I thought of that when I was driving my son to his gym this weekend. I was ranting and raving about the state of our nation’s affairs as I have been since November. My son interrupted my diatribe to ask: “Do you want to move to another country?”

It’s not a crazy question. My husband is from the U.K. and has often fantasized about returning to Scotland, where he spent his childhood. Every time he visits Scotland, I get a spate of real estate listings in my email inbox. As for me, I am the child of immigrant parents, who freely changed their country of residence from Korea to America as often as some people change the oil in their cars.

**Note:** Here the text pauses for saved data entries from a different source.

PR #306, opened 2020-07-01
More logging for JDBC operations

renatocaval:
Tests are still terribly failing in Travis. 

We got another 

```
[info] - must restart from previous offset - handler throwing an exception, save after 2 *** FAILED *** (5 seconds, 118 milliseconds)
[info]   The code passed to eventually never returned normally. Attempted 18 times over 5.024763741000001 seconds. Last failure message: The Option on which value was invoked was not defined.. (JdbcProjectionSpec.scala:749)
```
see https://travis-ci.com/github/akka/akka-projection/jobs/356358520#L1021

That makes zero sense to me. 

This PR is removing all tests but the JdbcProjectionSpec at-least-once test.

### DIFF
--- a/akka-projection-jdbc/src/main/scala/akka/projection/jdbc/internal/JdbcOffsetStore.scala
+++ b/akka-projection-jdbc/src/main/scala/akka/projection/jdbc/internal/JdbcOffsetStore.scala
@@ -15,6 +15,7 @@ import scala.concurrent.Future
 
 import akka.Done
 import akka.actor.typed.ActorSystem
+import akka.actor.typed.scaladsl.LoggerOps
 import akka.annotation.InternalApi
 import akka.projection.MergeableOffset
 import akka.projection.ProjectionId
@@ -25,6 +26,7 @@ import akka.projection.jdbc.JdbcSession
 import akka.projection.jdbc.internal.DialectDefaults.InsertIndices
 import akka.projection.jdbc.internal.DialectDefaults.UpdateIndices
 import akka.projection.jdbc.internal.JdbcSessionUtil._
+import org.slf4j.LoggerFactory
 
 /**
  * INTERNAL API
@@ -35,6 +37,9 @@ private[projection] class JdbcOffsetStore[S <: JdbcSession](
     settings: JdbcSettings,
     jdbcSessionFactory: () => S,
     clock: Clock) {
+
+  private val logger = LoggerFactory.getLogger(this.getClass)
+  private val verboseLogging = logger.isDebugEnabled() && settings.verboseLoggingEnabled
 
   def this(system: ActorSystem[_], settings: JdbcSettings, jdbcSessionFactory: () => S) =
     this(system, settings, jdbcSessionFactory, Clock.systemUTC())
@@ -47,6 +52,7 @@ private[projection] class JdbcOffsetStore[S <: JdbcSession](
 
   def createIfNotExists(): Future[Done] = {
     withConnection(jdbcSessionFactory) { conn =>
+      logger.debug("creating offset-store table, using connection id [{}]", System.identityHashCode(conn))
       tryWithResource(conn.createStatement()) { stmt =>
         settings.dialect.createTableStatements.foreach { stmtStr =>
           stmt.execute(stmtStr)
@@ -56,18 +62,28 @@ private[projection] class JdbcOffsetStore[S <: JdbcSession](
     }
   }
 
-  def clearOffset(projectionId: ProjectionId): Future[Done] =
+  def clearOffset(projectionId: ProjectionId): Future[Done] = {
     withConnection(jdbcSessionFactory) { conn =>
+      logger.debug(
+        "clearing offset for [{}], using connection id [{}], using connection id [{}]",
+        projectionId,
+        System.identityHashCode(conn))
       tryWithResource(conn.prepareStatement(settings.dialect.clearOffsetStatement)) { stmt =>
         stmt.setString(1, projectionId.name)
         stmt.setString(2, projectionId.key)
-        stmt.executeUpdate()
+        val i = stmt.executeUpdate()
+        logger.debug(s"clearing offset for [{}] - executed statement returned [{}]", projectionId, i)
         Done
       }
     }
+  }
 
   def readOffset[Offset](projectionId: ProjectionId): Future[Option[Offset]] =
     withConnection(jdbcSessionFactory) { conn =>
+
+      if (verboseLogging)
+        logger.debug("reading offset for [{}], using connection id [{}]", projectionId, System.identityHashCode(conn))
+
       // init Statement in try-with-resource
       tryWithResource(conn.prepareStatement(settings.dialect.readOffsetQuery)) { stmt =>
 
@@ -90,31 +106,41 @@ private[projection] class JdbcOffsetStore[S <: JdbcSession](
             buffer.append(single)
           }
 
-          if (buffer.isEmpty) None
-          else if (buffer.forall(_.mergeable)) {
-            Some(
-              fromStorageRepresentation[MergeableOffset[_, _], Offset](MultipleOffsets(buffer.toList))
-                .asInstanceOf[Offset])
-          } else {
-            buffer.find(_.id == projectionId).map(fromStorageRepresentation[Offset, Offset])
-          }
+          val result =
+            if (buffer.isEmpty) None
+            else if (buffer.forall(_.mergeable)) {
+              Some(
+                fromStorageRepresentation[MergeableOffset[_, _], Offset](MultipleOffsets(buffer.toList))
+                  .asInstanceOf[Offset])
+            } else {
+              buffer.find(_.id == projectionId).map(fromStorageRepresentation[Offset, Offset])
+            }
+
+          if (verboseLogging) logger.debug2("found offset [{}] for [{}]", result, projectionId)
+
+          result
         }
+
       }
     }
 
   /**
    * Like saveOffset, but async. Useful for resetting an offset
    */
-  def saveOffset[Offset](projectionId: ProjectionId, offset: Offset): Future[Done] =
+  def saveOffset[Offset](projectionId: ProjectionId, offset: Offset): Future[Done] = {
     withConnection(jdbcSessionFactory) { conn =>
       saveOffsetBlocking(conn, projectionId, offset)
     }
+  }
 
   /**
    * This method is explicitly made non-async because it's used together
    * with the users' handler code and run inside the same Future
    */
   def saveOffsetBlocking[Offset](conn: Connection, projectionId: ProjectionId, offset: Offset): Done = {
+
+    if (verboseLogging)
+      logger.debug("saving offset [{}], using connection id [{}]", offset, System.identityHashCode(conn))
 
     val now = new Timestamp(Instant.now(clock).toEpochMilli)
 
@@ -141,7 +167,11 @@ private[projection] class JdbcOffsetStore[S <: JdbcSession](
           case MultipleOffsets(many) => many.foreach(updateRow)
         }
 
-        stmt.executeBatch()
+        val res = stmt.executeBatch()
+        if (verboseLogging) {
+          logger.debug2("tried to update offset [{}], batch result [{}]", offset, res.mkString("(", "|", ")"))
+        }
+        res
       }
 
     // Statement.EXECUTE_FAILED  (-3) means statement failed
@@ -177,6 +207,9 @@ private[projection] class JdbcOffsetStore[S <: JdbcSession](
         }
 
         val triedInserts = stmt.executeBatch()
+
+        if (verboseLogging)
+          logger.debug2("tried to insert offset [{}], batch result [{}]", offset, triedInserts.mkString("(", "|", ")"))
 
         // did we get any failure on inserts?!
         if (triedInserts.exists(failedStatement)) {
--- a/akka-projection-jdbc/src/test/resources/logback-test.xml
+++ b/akka-projection-jdbc/src/test/resources/logback-test.xml
@@ -14,8 +14,7 @@
         <appender-ref ref="STDOUT"/>
     </logger>
 
-
-    <root level="WARN">
+    <root level="DEBUG">
         <appender-ref ref="CapturingAppender" />
     </root>
 </configuration>
--- a/akka-projection-jdbc/src/test/scala/akka/projection/jdbc/JdbcProjectionSpec.scala
+++ b/akka-projection-jdbc/src/test/scala/akka/projection/jdbc/JdbcProjectionSpec.scala
@@ -58,16 +58,19 @@ import org.slf4j.Logger
 import org.slf4j.LoggerFactory
 
 object JdbcProjectionSpec {
-  val config: Config = ConfigFactory.parseString("""
-    akka.projection.jdbc = {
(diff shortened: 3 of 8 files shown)


akka-projection-jdbc/src/test/resources/logback-test.xml
```diff
@@ -14,6 +14,7 @@
         <appender-ref ref="STDOUT"/>
     </logger>
 
+    <logger name="akka.projection.jdbc" level="DEBUG"/>
 
     <root level="WARN">
```
patriknw, line 19: why not use DEBUG here? if something fails we want as much as possible

akka-projection-slick/src/test/scala/akka/projection/slick/SlickOffsetStoreSpec.scala
```diff
@@ -39,7 +39,7 @@ object SlickOffsetStoreSpec {
 
       # TODO: configure connection pool and slick async executor
       db = {
-       url = "jdbc:h2:mem:offset-store-test-slick;DB_CLOSE_DELAY=-1"
+       url = "jdbc:h2:mem:slick-offset-store-test-slick;DB_CLOSE_DELAY=-1"
```
patriknw, line 42: that name has 2x slick

akka-projection-jdbc/src/test/resources/logback-test.xml
renatocaval: sure

akka-projection-slick/src/test/scala/akka/projection/slick/SlickOffsetStoreSpec.scala
renatocaval: the jdbc one was also duplicated, I need more coffee

renatocaval: It also reveals the reason why the 'desperate' on the title. I'm just trying out stuff and hitting my keyboard randomly.

renatocaval:
@patriknw / @ignasi35, I run the tests here many time in a row and everything works now. This PR is not fixing anything, but it adds lots of logs to the JDBC ops (in JdbcOffsetStore) and in tests. 

That will help us debug it on the next failure. 

That said, I would like to get this merged.

akka-projection-jdbc/src/main/scala/akka/projection/jdbc/internal/JdbcOffsetStore.scala
```diff
@@ -36,6 +38,8 @@ private[projection] class JdbcOffsetStore[S <: JdbcSession](
     jdbcSessionFactory: () => S,
     clock: Clock) {
 
+  private val logger = Logging(system.classicSystem, this.getClass)
```
renatocaval, line 41: the logs in JdbcOffsetStore are useful anyway. We should keep it.

akka-projection-jdbc/src/test/scala/akka/projection/jdbc/JdbcProjectionSpec.scala
```diff
@@ -73,21 +73,35 @@ object JdbcProjectionSpec {
 
   class PureJdbcSession extends JdbcSession {
 
+    val logger = LoggerFactory.getLogger(this.getClass)
```
renatocaval, line 76: This logger can also stay, is test only, but can be useful in case of debugging with Travis logs.

akka-projection-jdbc/src/test/scala/akka/projection/jdbc/JdbcProjectionSpec.scala
```diff
@@ -102,12 +116,12 @@ object JdbcProjectionSpec {
...
-        Envelope(id, 3L, "ghi"),
-        Envelope(id, 4L, "jkl"),
-        Envelope(id, 5L, "mno"),
-        Envelope(id, 6L, "pqr"))
+        Envelope(id, 1L, "e1"),
+        Envelope(id, 2L, "e2"),
+        Envelope(id, 3L, "e3"),
+        Envelope(id, 4L, "e4"),
+        Envelope(id, 5L, "e5"),
+        Envelope(id, 6L, "e6"))
```
renatocaval, line 124: This is general improvement. Later, we should use this in the other tests. It's easier to follow the code if we say:

```scala
failWhen = _ == 4
with Skip strategy
projectedValueShouldBe(e1, e2, e3, e5, e6)
```

Otherwise we need to keed track that `ghi` is the fourth one and so on. Annoying.

akka-projection-jdbc/src/test/scala/akka/projection/jdbc/JdbcProjectionSpec.scala
```diff
@@ -242,20 +254,26 @@ class JdbcProjectionSpec
 
   private def offsetShouldBe(
       expected: Long)(implicit offsetStore: JdbcOffsetStore[PureJdbcSession], projectionId: ProjectionId) = {
-    val offset = offsetStore.readOffset[Long](projectionId).futureValue.value
-    offset shouldBe expected
+    withClue(s"checking offset value is [$expected]") {
+      val offset = offsetStore.readOffset[Long](projectionId).futureValue.value
+      offset shouldBe expected
+    }
```
renatocaval, line 260: I added back the `withClue`. 

It is useful to have it, although I agree that we were not using it in the best way. 

It's useful in cases like: 

```scala
eventually {
	projectedValueShouldBe(e1, e2, e3)
	offsetShouldBe(3)
}
```

It helps identify which one failed. Without it we only see: `The Option on which value was invoked was not defined..`. Sure we can use the stack trace, but it's easier if we see a label.

patriknw: ok, here it might give some value, but it could also be same information with:
```
offsetStore.readOffset[Long](projectionId).futureValue shouldBe Some(expected)
```

also, if using clue I think there should be an extra`:` at the end of the clue to give nice messages

renatocaval: Ok, I see your point. `shouldBe Some(expected)` will provide enough context. Good point.

renatocaval:
I got a failure with some more logs, but not yet enough. 

I've seen this:
(removed some log noisy to easy reading)

```scala
[2020-07-01 17:44:45,475] - Logging started for test [JdbcProjectionSpec: A JDBC at-least-once projection must restart from previous offset - handler throwing an exception, save after 2] MDC: {}
[2020-07-01 17:44:45,478] - Starting new connection [746334014] MDC: {}
[2020-07-01 17:44:45,478] - using connection in `withConnection`: [746334014] MDC: {}
[2020-07-01 17:44:45,479] - Committing: [746334014] MDC: {}
[2020-07-01 17:44:45,479] - Closing: [746334014] MDC: {}
[2020-07-01 17:44:45,479] - Starting new connection [2111670106] MDC: {}
[2020-07-01 17:44:45,479] - using connection in `withConnection`: [2111670106] MDC: {}
[2020-07-01 17:44:45,480] - Committing: [2111670106] MDC: {}
[2020-07-01 17:44:45,480] - Closing: [2111670106] MDC: {}
[2020-07-01 17:44:45,486] - Starting new connection [1428404137] MDC: {}
[2020-07-01 17:44:45,486] - using connection in `withConnection`: [1428404137] MDC: {}
[2020-07-01 17:44:45,486] - Committing: [1428404137] MDC: {}
[2020-07-01 17:44:45,486] - Closing: [1428404137] MDC: {}
[2020-07-01 17:44:45,505] - Starting new connection [1996175932] MDC: {}
[2020-07-01 17:44:45,505] - using connection in `withConnection`: [1996175932] MDC: {}
[2020-07-01 17:44:45,505] - handling Envelope(9e2aac8d-5352-44c7-b6cb-ac7e19df79e5,1,e1) MDC: {}
[2020-07-01 17:44:45,506] - Committing: [1996175932] MDC: {}
[2020-07-01 17:44:45,506] - Closing: [1996175932] MDC: {}
[2020-07-01 17:44:45,506] - Starting new connection [1065293171] MDC: {}
[2020-07-01 17:44:45,506] - using connection in `withConnection`: [1065293171] MDC: {}
[2020-07-01 17:44:45,506] - handling Envelope(9e2aac8d-5352-44c7-b6cb-ac7e19df79e5,2,e2) MDC: {}
[2020-07-01 17:44:45,507] - Committing: [1065293171] MDC: {}
[2020-07-01 17:44:45,507] - Closing: [1065293171] MDC: {}
[2020-07-01 17:44:45,508] - Starting new connection [71720902] MDC: {}
[2020-07-01 17:44:45,508] - using connection in `withConnection`: [71720902] MDC: {}
[2020-07-01 17:44:45,508] - handling Envelope(9e2aac8d-5352-44c7-b6cb-ac7e19df79e5,3,e3) MDC: {}
[2020-07-01 17:44:45,510] - Committing: [71720902] MDC: {}
[2020-07-01 17:44:45,510] - Closing: [71720902] MDC: {}
[2020-07-01 17:44:45,510] - Starting new connection [307570224] MDC: {}
[2020-07-01 17:44:45,510] - Rolling back: [307570224] MDC: {}
```

There is a rollback at the end. That's suspicious to me. We pulled 3 elements with a save timeout of 1 minute to make sure that the 3rd offset won't be persisted. 

The 4th element causes the stream to fail. At that point in the test, the 4th element should not have been pulled, so there should be no failure. I suspect that we are rolling back offset 2. 

And there is also this, the `eventually` block has:

```scala
eventually {
  projectedValueShouldBe("e1|e2|e3")
  offsetShouldBe(2)
}
```

The first assertion succeeds, the offset check fails. We can see it from the failure:

`Last failure message: checking offset value is [2] The Option on which value was invoked was not defined.. `

We are missing the logs for the offset store. It's using akka logging and I forgot to add `akka.logLevel = DEBUG`. 

Let's wait for the next failure.

akka-projection-jdbc/src/test/scala/akka/projection/jdbc/JdbcProjectionSpec.scala
```diff
@@ -242,20 +256,26 @@ class JdbcProjectionSpec
...
 
   private def offsetShouldBeEmpty()(
       implicit offsetStore: JdbcOffsetStore[PureJdbcSession],
       projectionId: ProjectionId) = {
-    val offsetOpt = offsetStore.readOffset[Long](projectionId).futureValue
-    offsetOpt shouldBe empty
+    withClue("checking - offset value should be empty") {
+      val offsetOpt = offsetStore.readOffset[Long](projectionId).futureValue
+      offsetOpt shouldBe empty
+    }
```
ignasi35, line 271: Same as above (?)

```suggestion
      val offsetOpt = offsetStore.readOffset[Long](projectionId).futureValue
      offsetOpt shouldBe empty
```

akka-projection-jdbc/src/test/scala/akka/projection/jdbc/JdbcProjectionSpec.scala
```diff
@@ -267,8 +287,8 @@ class JdbcProjectionSpec
   }
 
   private val concatHandlerFail4Msg = "fail on fourth envelope"
-  private def findById(entityId: String) = {
-    withRepo(_.findById(entityId)).futureValue.get
+  private def findById(entityId: String): ConcatStr = {
+    withRepo(_.findById(entityId)).futureValue.value
```
ignasi35, line 291: Using the `.value` (or `.get`)  is requiring the `withClue` again.

akka-projection-jdbc/src/test/scala/akka/projection/jdbc/JdbcProjectionSpec.scala
```diff
@@ -309,7 +330,7 @@ class JdbcProjectionSpec
 
       offsetShouldBeEmpty()
       projectionTestKit.run(projection) {
-        projectedValueShouldBe("abc|def|ghi|jkl|mno|pqr")
+        projectedValueShouldBe("e1|e2|e3|e4|e5|e6")
```
ignasi35, line 333: OMG yes! :-)

akka-projection-jdbc/src/test/scala/akka/projection/jdbc/JdbcProjectionSpec.scala
```diff
@@ -974,7 +996,7 @@ class JdbcProjectionSpec
           .withSaveOffset(1, 1.minute)
 
       projectionTestKit.run(projection) {
-        projectedValueShouldBe("abc|def|ghi|jkl|mno|pqr")
+        projectedValueShouldBe("e1|e2|e3|e4|e5|e6")
```
ignasi35, line 999: Values in lines 969 and 999 differ on an extra `"|'`. I guess it's correct because the test passes so, unless one of the assertions is secretly ignored or silently failing it'd be good to comment why they are different.

ignasi35:
> The 4th element causes the stream to fail. At that point in the test, the 4th element should not have been pulled, so there should be no failure. 

Even if the sink only requested 3 elements isn't it possible that intermediate stages in the stream pre-fetch increasing the demand upstream? I've seen that exact increase of +1 in element demand when writing [other tests](https://github.com/akka/akka-projection/pull/265/files#r447842826) but didn't consider it important.

> I suspect that we are rolling back offset 2.

If the 4th element is pulled and causes the stream failure, wouldn't the (in-flight) transaction be rolled-back? I think that's expected, no?

akka-projection-jdbc/src/test/scala/akka/projection/jdbc/JdbcProjectionSpec.scala
renatocaval: This is indeed confusion, but its correct. 

There are two cases in which we are using a async handler. Those handlers append the string on a StringBuffer and it not taking that in consideration. It's always appending a `|`.

renatocaval:
Ok, this is ready for last review. 

The at-least-once flaky tests is now re-thought. We don't check the offsets when the source is failing and we take into account that elements may be delivered many times also those belonging to batches that are not failing. 

I want to keep the logging. That will be useful for the future. The `JdbcOffsetStore` (prod code) now has logging, but the most verbose logs are behind flag. We should do the same for the other offset stores.

renatocaval:
I cant' believe this thing failed again!!! 🤦

akka-projection-jdbc/src/test/scala/akka/projection/jdbc/JdbcProjectionSpec.scala
```diff
@@ -747,31 +772,34 @@ class JdbcProjectionSpec
...
-      projectionTestKit.run(projection) {
-        // note that 3rd is triplicate
-        projectedValueShouldBe("abc|def|ghi|ghi|ghi|jkl|mno|pqr")
+        // note elem 3 is should have been seen three times
+        projectedValueShouldIncludeNTimes("e3", 3)
+
+        offsetShouldBe(6L)
       }
-      offsetShouldBe(6L)
     }
```
ignasi35, line 804: As discussed with @renatocaval, this change shouldn't be necessary and still running the `offsetShouldBe(6L)`  out of the `projectionTestKit.run` caused an execution failure. 

We'll merge anyway to unblock other in-flight PRs and eventually com back to this is the tests still proves to be flaky.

HELL NO!” I said with a vehemence that shocked even myself. I struck my own chest in a melodramatic gesture I’ve only seen performed by my own mother and maybe a few Korean drama heroines: “This is MY country!”

What the hell has come over me? I thought as soon as the words flew out of my mouth.

To be honest, I’ve always been somewhat suspicious of the very concept of patriotism…I’ve thought that being patriotic was corny at best and slightly sinister at worst. But now I understand what my mother meant…I love our country more than ever before, because it desperately needs us right now. The American values upon which our country was founded are being hurled to the winds. Your tired, your poor, your huddled masses yearning to be free are having the door slammed on their weary faces. Citizens of countries where the president does not happen to have business dealings are being denied entry. Even permanent residents have been turned away. As one of the speakers at a rally I attended this weekend said: This is a civic emergency.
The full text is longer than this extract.